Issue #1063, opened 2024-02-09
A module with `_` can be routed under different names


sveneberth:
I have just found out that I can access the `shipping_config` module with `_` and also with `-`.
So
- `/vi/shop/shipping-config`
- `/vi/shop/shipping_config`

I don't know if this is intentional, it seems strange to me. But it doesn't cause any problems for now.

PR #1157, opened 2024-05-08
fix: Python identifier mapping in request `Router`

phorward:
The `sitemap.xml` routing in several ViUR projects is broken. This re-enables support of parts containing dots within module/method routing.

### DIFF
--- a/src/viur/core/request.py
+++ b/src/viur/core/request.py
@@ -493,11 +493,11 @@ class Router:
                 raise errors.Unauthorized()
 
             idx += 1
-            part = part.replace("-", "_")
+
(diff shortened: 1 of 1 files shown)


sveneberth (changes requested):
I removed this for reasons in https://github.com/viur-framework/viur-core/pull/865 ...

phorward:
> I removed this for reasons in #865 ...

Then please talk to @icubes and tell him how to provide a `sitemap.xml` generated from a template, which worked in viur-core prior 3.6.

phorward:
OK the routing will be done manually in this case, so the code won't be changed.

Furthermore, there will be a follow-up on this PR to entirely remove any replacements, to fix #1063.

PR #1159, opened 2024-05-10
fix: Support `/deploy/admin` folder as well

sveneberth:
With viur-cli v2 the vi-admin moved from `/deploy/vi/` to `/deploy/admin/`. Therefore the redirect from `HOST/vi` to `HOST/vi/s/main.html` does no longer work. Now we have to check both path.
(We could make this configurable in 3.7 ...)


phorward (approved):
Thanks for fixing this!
===
#### [Exercise goal]
Repeat every record above. Each one must match exactly.

#### [Written answer]
Issue #1063, opened 2024-02-09
A module with `_` can be routed under different names


sveneberth:
I have just found out that I can access the `shipping_config` module with `_` and also with `-`.
So
- `/vi/shop/shipping-config`
- `/vi/shop/shipping_config`

I don't know if this is intentional, it seems strange to me. But it doesn't cause any problems for now.

PR #1157, opened 2024-05-08
fix: Python identifier mapping in request `Router`

phorward:
The `sitemap.xml` routing in several ViUR projects is broken. This re-enables support of parts containing dots within module/method routing.

### DIFF
--- a/src/viur/core/request.py
+++ b/src/viur/core/request.py
@@ -493,11 +493,11 @@ class Router:
                 raise errors.Unauthorized()
 
             idx += 1
-            part = part.replace("-", "_")
+
(diff shortened: 1 of 1 files shown)


sveneberth (changes requested):
I removed this for reasons in https://github.com/viur-framework/viur-core/pull/865 ...

phorward:
> I removed this for reasons in #865 ...

Then please talk to @icubes and tell him how to provide a `sitemap.xml` generated from a template, which worked in viur-core prior 3.6.

phorward:
OK the routing will be done manually in this case, so the code won't be changed.

Furthermore, there will be a follow-up on this PR to entirely remove any replacements, to fix #1063.

PR #1159, opened 2024-05-10
fix: Support `/deploy/admin` folder as well

sveneberth:
With viur-cli v2 the vi-admin moved from `/deploy/vi/` to `/deploy/admin/`. Therefore the redirect from `HOST/vi` to `HOST/vi/s/main.html` does no longer work. Now we have to check both path.
(We could make this configurable in 3.7 ...)


phorward (approved):
Thanks for fixing this!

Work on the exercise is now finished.